Question

How many grams of NaCl are required to prepare 985 mL of 0.77M NaCl solution?

Answer 1

Attempt this question with the concept of molarity as the question provides us the information about the solution's molar concentration.

Formula used: We will use molar concentration (molarity) formula which is as follows:-
$M=\dfrac{n}{V}$

Complete step-by-step answer: We know that molarity is defined as a number of moles of solute per liter of solution. In other words, it should be said as a measure of the concentration of a chemical species, generally a solute in a solution, in terms of the amount of the substance per unit volume of solution.
Mathematically, $M=\dfrac{n}{V}$
Here, M = molarity of the solution or molar concentration
n= moles of solute
V= volume of solution in Liters
We are provided with 0.77M solution, which means 0.77 moles of NaCl in 1L solution. But desired solution is 985 mL which is equivalent to 0.985L (as $985mL\cdot \dfrac{1\text{ }L}{{{10}^{3}}mL}=0.985\text{ }L$ )
which means number of moles of NaCl in 0.985 mL:-
=$0.985L\cdot \dfrac{0.77\text{ }moles\text{ }NaCl}{1L\text{ }}=0.75845\text{ }moles\text{ }NaCl$
The molar mass of sodium chloride is $58.44gmo{{l}^{-1}}$ which also implies that 1 mole of sodium chloride has a mass of 58.44g.

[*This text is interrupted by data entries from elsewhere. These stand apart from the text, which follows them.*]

PR #30, opened 2017-07-03
Interface cleanup / transcoder

ericxtang:
A lot of changes here - 
* A new FFmpegSegmentTranscoder, invokes ffmpeg for transcoding individual segments.
* Interface cleanup - RTMP listener no longer automatically segments the stream into HLS.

Since we have $0.75845\text{ }moles\text{ }NaCl$, so the mass of NaCl is equivalent to:-
$0.75845\text{ }moles\cdot \dfrac{58.44\text{ }g}{1\text{ }mole\text{ }}=44g$
Therefore, 44 grams of NaCl is required to prepare 985 mL of 0.77M NaCl solution

Note: We can also use the following formula to calculate the mass of NaCl:-
$M=\dfrac{\text{mass of NaCl in gram}}{\text{Molar mass of NaCl}}\times \dfrac{1000}{V(in\text{ mL})}$
$0.77M=\dfrac{\text{mass of NaCl in gram}}{58.44g}\times \dfrac{1000}{985mL}$
Mass of NaCl = 44 grams.
-Kindly remember to accordingly convert units and use them in the formula as required to get the correct result.